Basic installation of heat pump

Hi I’m building an almost passive house in central Scotland. I am struggling a bit to get it weather proof and I’m worried about the soleplates sitting wet and id like to try and dry them out a little. My plan was to seal the house as best I can and then roughly hook my heatpump to run the ufo heating.

The pump is about 80 to 100m from my shed electricity supply. I am wondering if I need to run a bigger cable than the standard 16 amp supply reel. By looking at the data for the 5kw arotherm it looks like apart from hot water heat cycles it will rarely get above 1kw which should be fine.

Also what is the most basic setup I need to heat the ufh circuit. I was planning on using the pump in the arotherm and running straight into ufh manifold. I might need an expansion vessel? anything else? My system volume is prob about 70 litres.

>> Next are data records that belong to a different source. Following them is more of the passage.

PR #278, opened 2024-01-08
DBTP-575 Add snapshot ability to the RDS Postgres addon

antroy-madetech:
Adds in logic to the templates to support restoring a snapshot DB to RDS postgres

### DIFF
--- a/dbt_copilot_helper/templates/addons/env/rds-postgres.yml
+++ b/dbt_copilot_helper/templates/addons/env/rds-postgres.yml
@@ -48,10 +48,12 @@ Mappings:
       MaxAllocatedStorage: {{ (config.volume_size * 1.26)|round|int }}
       StorageType: {% if env_name == "prod" %}io1{% else %}gp3{% endif %}
       DeletionPolicy: {{ config.deletion_policy }}
+      SnapshotIdentifier: {{ config.snapshot_id if config.snapshot_id else '""' }}
 {%- endfor %}
 
 Conditions:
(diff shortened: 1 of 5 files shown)


dbt_copilot_helper/templates/addons/env/rds-postgres.yml
```diff
@@ -211,28 +213,57 @@ Resources:
       AllowMajorVersionUpgrade: false
       AutoMinorVersionUpgrade: true
       BackupRetentionPeriod: 8
-      EnablePerformanceInsights: true
+      EnablePerformanceInsights:
+        !If [
+          {{ addon_config.prefix }}UseSnapshot,
+          !Ref AWS::NoValue,
+          true
+        ]
```
WillGibson, line 221: Why has this become conditional?

WillGibson: And the stuff further down, why are we using `AWS::NoValue` if we are using snapshots?

antroy-madetech: Certain fields (MasterPassword, MasterUsername and the others in here) are mutually exclusive with DBSnapshotId. However the definitions are global to all envs, so cannot be removed for just one env.

Hence conditionals. AWS::NoValue makes CloudFormation treat the field as if it isn't there (unlike setting it to an empty string for example)

(It was the same for the Aurora DR if you take a look, except for slightly different fields due to it being a DB rather than a cluster)

WillGibson (approved):

PR #280, opened 2024-01-10
DBTP-659 - Add deletion-protection property to copilot-tools

JohnStainsby:
- Add deletion-protection property for aurora and rds postgres addons

### DIFF
--- a/addons-example.yml
+++ b/addons-example.yml
@@ -11,11 +11,13 @@
 #       some-setting: x
 #       another-setting: y
 #       plan: a-valid-plan  # some addon types support plans/t-shirt sizes.  These are listed in addon-plans.yaml in this repo.
+#       deletion-protection: X # true|false rds-postgres and aurora-postgres only
 #
 #     production:  # you can override defaults on a per environment basis
 #       plan: some-other-plan  # Any of the keys defined in a addon plan can also be overridden
 #       volume-size: 200
 #       deletion-policy: Retain
+#       deletion-protection: true
 
 
 ##### s3 bucket example:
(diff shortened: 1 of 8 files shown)


addons-example.yml
```diff
@@ -90,8 +92,11 @@ my-rds-db:
   environments:
     default:
       plan: small-ha
-      deletion-policy: Retain # Delete|Retain|Snapshot
```
yusufsheiqh, line 93: Do we still need this policy? Or does protection take priority?

yusufsheiqh: I can see both are set for the `production` env.

JohnStainsby: The `deletion-policy` is specific to preventing CloudFormation deleting a resource. Presumably `deletion-protection` would also stop that scenario but I'm not sure. There may be situations where you'd want one vs the other.

addons-example.yml
```diff
@@ -11,11 +11,13 @@
 #       some-setting: x
 #       another-setting: y
 #       plan: a-valid-plan  # some addon types support plans/t-shirt sizes.  These are listed in addon-plans.yaml in this repo.
+#       deletion-protection: X # true|false rds-postgres and aurora-postgres only
```
WillGibson, line 14: If this is an example, perhaps...
```suggestion
#       deletion-protection: false # true|false rds-postgres and aurora-postgres only
```

addons-example.yml
WillGibson: It does feel a bit weird having different settings overlapping like this, but I think we can thank AWS for that.

JohnStainsby: It is strange but I don't think there's much we can do about it. I tested it and `deletion-protection` does stop CloudFormation from deleting the database but it gets stuck in _update-cleanup-in-progress_ for ages.

Also `deletion-protection` is only an option for databases so `deletion-policy` would still have to be set on the other addons anyway.

WillGibson (approved):

PR #281, opened 2024-01-12
DBTP-648 must specify `--env` when migrating secrets

acodeninja:
No tests removed as none exist for running the command without `--env` set.


gabelton (approved):
Not a blocker, but I would've expected a test to fail with this kind of change. Perhaps worth a review in another ticket, to check that tests include minimal arguments for a command.

PR #10, opened 2016-07-22
Added "Save last coordination function"

ReddoKiddo:
Will auto save the last player coordination in Coords.txt file


NecronomiconCoding:
Thanks, added.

Whatever else you do, you must not leave any cable on the reel. It must all be run off so that it is free to lose heat into the air. A cable rated at 16 A in free air might be as little as 5 A coiled. What is the electrical rating of the heat pump, in amps? What is the cable you will be using – 3-core 1.5 mm²? And the maximum expected ambient temperature? These are the numbers that matter. Given the details, I can check the numbers for you. If the cable is indeed 1.5 mm², the volt drop is 31 mV/A/m, so to stay within the 2.5% limit on voltage drop, the maximum current is likely to be 1.9A. If your supply voltage is regularly greater than the nominal, and your heat pump is rated at 230 V, then if you are sure of the numbers, you might be able to squeeze a bit more current than this.

I don’t think so. It looks as if you forgot the voltage drop, and remember too, with an inductive load like a compressor motor, 1 kW does not translate to 4.3 A. You might be looking at 4 mm².

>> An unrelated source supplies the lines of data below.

PR #14, opened 2016-07-22
Fixed window title Status information

Meeplez:
I was thinking about making maybe a function to collect console status and then post, Or else the console floods with the player info, this is just for title anyways, the information can still be recieved elsewhere

This is also ui stuff, i dont think we need to wait for http requests, that should be put elsewhere, as this is client side stuff. ie, buttons, label info.
also i think report status like this is useless, uless its like a level up, so like if 

`if(level>curlevel )
{level=level+1;  Msg(" YOU LEVELED UP! %s %s " Pkmonstatus.exp, Pkmonstatus.level); }`

this also should not result in a dissconnect due to http, as the report of levels is referred to some int, which would be null or zero if if couldn't get the info

### DIFF
--- a/PokemonGo.RocketAPI.Logic/Logic.cs
+++ b/PokemonGo.RocketAPI.Logic/Logic.cs
@@ -31,7 +31,7 @@ namespace PokemonGo.RocketAPI.Logic
 
         public async Task Execute()
         {
-            Git.CheckVersion();
+            await Git.CheckVersion();
 
             Logger.Write($"Starting Execute on login server: {_clientSettings.AuthType}", LogLevel.Info);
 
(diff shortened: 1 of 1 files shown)


NecronomiconCoding:
updated the title , fix the conflicts and i will accept :)

Meeplez:
i wish i could see conflits, as i just updated the bas to ferox, and changed these. here ill postmy improvement
in postloginexecute under true
 DisplayPlayerLevelInTitle();

and replace the whole function of  Displayplayerlevelintitle with
private async Task DisplayPlayerLevelInTitle()
        {
            do
            {
                await Task.Delay(1000);
                var playerStats = await _inventory.GetPlayerStats();// await _inventory.GetPlayerStats();
                var playerStat = playerStats.FirstOrDefault();
                //  if (playerStat != null)
                // {
                var message = $"Player level {playerStat.Level:0} - ({(playerStat.Experience - playerStat.PrevLevelXp):0} / {(playerStat.NextLevelXp - playerStat.PrevLevelXp):0})";
                System.Console.Title = message;
                //Logger.Write(message);
                //   }
                // await Task.Delay(5000);
            } while (true);
        }

NecronomiconCoding:
you have differnt changes in your posts. try to get a fresh fork and start over :)

PR #16, opened 2016-07-22
	Catch while walking Part 2

Ehnoah:
Sorry I splitted it


NecronomiconCoding:
put them together and i will happily accept.

PR #28, opened 2016-07-22
Fix for coords.txt invalid coordinate error

ReddoKiddo:
this add checks if the coords/file has valid information.... Someone could do a better job (feel free to) but this will atleast work


NecronomiconCoding:
thanks, implemented

PR #33, opened 2016-07-22
Better logic for using berry

ReddoKiddo:
Will now use if capture probablity is lower than 0.35 and pokemon has high CP OR pokemon has the min IV percent


MonsterMMORPG:
makes sense

Sylencer90:
agreed.

PR #38, opened 2016-07-22
added username in title, display current latitude and longitude at startup

marksterxxx:
added username in title,
display current latitude and longitude at startup instead of default.


NecronomiconCoding:
added thanks

PR #46, opened 2016-07-22
Evolve pokemons after сatching

TheBringerOfPain:


PocketMobsters:
Are you sure about this though? Don't people use the current evolve option to evolve on startup after using a lucky egg?

navidemad:
:-1:

TheBringerOfPain:
Yes, you are right. Just i don't have any lacky eggs and need an option like this.

Sylencer90:
I mean it can be added by the creator for sure, but hopefully default as false.

solenrus:
I do this manually with every update, this really needs to be an option in the settings.

Shroomzie:
@solenrus i cant seem to find the code you have pushed to this project for this.

PR #56, opened 2016-07-22
Catch AggregateException so we don't die.

trcjr:
Catch AggregateException so we don't die.


NecronomiconCoding:
finally. such a small fix that i never saw. my bad. :heart:

PR #76, opened 2016-07-22
External Config Files for Pokemon to evolve and keep

marksterxxx:
Will load ConfigPokemonsToEvolve.txt and ConfigPokemonsToKeep.txt in Config Folder,
This will make it easier for others to configure.


roflinger:
good one!

eLyiN:
agree

PR #79, opened 2016-07-22
Fixed typo for geodude in proto

Daylend:
Noticed this and it was bothering me.


Daylend:
@NecronomiconCoding Somebody undid this commit again.

PR #87, opened 2016-07-22
Throw PtcOfflineException on maintenance

lauw:


lauw:
Maybe remove the data text check and have InternalServerError always throw it? This makes sure it doesn't crash on JSON parsing

PR #96, opened 2016-07-22
Update Settings.cs

Owinger:
I made it easier to read.


NecronomiconCoding:
Thanks but currently we have other plans to outsource the configs. You can make that if you like :smile:

PR #60, opened 2016-09-22
ELPP-1483 List improvements

thewilkybarkid:
This allows the different prefix characters, and for any block type (including multiple blocks). This should now match the requirements of articles.

Ping @gnott and @nlisgo.


gnott:
Looks good. I can change the ordered -> prefix logic once you've merged, and see if the new block elements are validating now.

PR #62, opened 2016-09-22
First test for setting commit status manually

giorgiosironi:


giorgiosironi:
What I need has not been executed here, but I needed the PR to get this into `develop` due to the status check. I may need to turn on and off the check for debugging.

PR #68, opened 2016-09-27
Triggering a rebuild of dist/ on Alfred

giorgiosironi:
This rebuild was necessary due to previous rebuilds not committing removed files in dist/


giorgiosironi:
Merging to trigger the new behavior.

Inverter driven compressor - not an inductive load.

1.5 kW on a 100 m length of 2.5 mm2 is tolerable.

I’d perhaps buy a 100m drum of 3 core armoured SWA such that you can do a full 3.7 kW / 16A without exceeding voltage drop limits and it can survive mice , being driven over, UV etc. Also useful later for outdoor power. 3A full 32A for shorter distances etc.

Thankyou. I just checked my cable reel and its 1.25mm so looking quite dodgy. I think i should measure my exact distance and then look at swa around the 16mm mark at least. I have the option of three phase from the shed too, which has a three phase solar install of around 44kw peak. To get the most out of the solar and the three phase supply i should look to balence the phases. I could have heatpump on one, ev charger on another and most other stuff on the 3rd.

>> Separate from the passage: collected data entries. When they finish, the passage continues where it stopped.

PR #69, opened 2016-09-27
ELPP-1521 Add subject snippets

thewilkybarkid:
Thoughts @gnott, @nlisgo, @stephenwf?


gnott:
Should be ok on the article XML parsing side. I believe it is currently converting the string value to a slug-like value (Luke did this already before I started on it), so we just need to also include the full text value as well and change the data structure. :+1:

stephenwf:
Looks good, hopefully this will remove the need for extra network calls when normalising too:

https://github.com/elifesciences/api-sdk-php/blob/master/src/ApiSdk.php#L107-L109

PR #79, opened 2016-10-18
ELPP-1630 Add 'unknown' references

thewilkybarkid:


gnott:
Can we add more specific optional fields to an 'unknown' reference in the future?

PR #80, opened 2016-10-18
added 'versionDate' and 'stage' attributes to article model

lsh-0:


lsh-0:
> "Date/time the `status` changed to this value (eg article moved from PoA to VoR).\n"

hrm, I rewrote the description, but the original is actually more nuanced. the status date in the case where no change in status has occurred is the same as the pub date? so a v2 POA statusDate is the same as the v1 POA until a VOR v3 is published?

I think i will need to mount the pump on a pallet so i can move it around.

Will mdpe water pipe be ok for flow and return?

1mm2 will run as a temporary supply. Outdoors with 1.5 kW the cable won’t melt but the voltage drop will be large.

However with UK hovering above 240 VAC most of the time and 208 VAC being the lower limit for equipment on a “230 VAC supply” the heat pump won’t object.

The kit that gets most damaged by undervoltage will be dumb motors trying to start under load (e.g. air compressor) that can stall instead of spinning and then overheat. Or motors working hard and drawing higher currents (so higher heat loads) for the same output power. (e.g. me running a Lidl electric chainsaw on 150 metres of extension cords…)

For a temporary install…send it using what you have; and ensure that it’s on an RCD with a TT earthing arrangement with the earth rod near the new building. (do not export PME earth long distance outside buildings!)

For longer term use do the calculations. Any EV charger should be three phase and balance intelligently internally if you have three phase. (they measure the load on each phase then use up the surplus on each phase to balance the load on the grid). You’ll also get 11 kW charging on EVs that support it rather than 7 kW. PV should be three phase too.

I’d even make the house three phase and try to balance the loads internally - induction hobs like to be fed two phase 7.2 kW or three phase 10.8 kW depending on their capacity. Running the little cables everywhere is a great deal easier than large cables too. I’ll share our own notes (trying to balance everything across a 7 kW three phase supply) that may be useful to you.

Voltage drop over distance will be your kicker for regs compliance purposes and avoiding PV pulling supply voltage too high / EV charging pulling it too low.

Official limits in voltage drop are tight in the UK (to avoid excessive losses and heating in cables). Practicay speaking you can afford to exceed them for temporary loads (e.g. hob) but shouldn’t for permanent loads (e.g. EV charging)

For the temporary slab drying installation:

Monobloc needs a base out of the mud. Four breeze blocks.

Monobloc needs power. Don’t make it unsafe. TT earthed; RCD protected. 100 metres on an extension lead of 1mm2 doesn’t meet regulations for voltage drop, and there won’t be any snow on that cable, but it will function. The monobloc has under voltage protection.

I assume you have loops in screed and manifolds already.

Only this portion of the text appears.